**WHAT THE EXERCISE ASKS:** What lines in the records below mention "opened"? List them all.

■ ■ ■ ■ ■ ■ ■

PR #604, opened 2015-06-28
Use "Indented" for DefaultFormatting when debugging.

kb3eua:
DefaultFormatting should remain "None" for RELEASE builds, but it's easier to read "Indented" JSON for the purposes of DEBUG builds.


JamesNK:
I would prefer they were the same for unit test consistency.

Also remember that the assembly on NuGet is always RELEASE so the only people this will ever effect will be those changing Json.NET.

Issue #618, opened 2015-07-27
Specify dependencies for .NET Core


davidfowl:
JSON.NET currently has PCL folder that targets `portable-net45+wp80+win8+wpa81+dnxcore50` this works for older PCL projects and .NET Framework based projects because msbuild adds all of the facades to the compiler target. Moving forward, that's no longer the case. Instead packages are expected to specify what dependencies they use in the nuspec.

■ ■ ■ ■ ■ ■ ■

**RESPONSE BOX:**
PR #604, opened 2015-06-28
Issue #618, opened 2015-07-27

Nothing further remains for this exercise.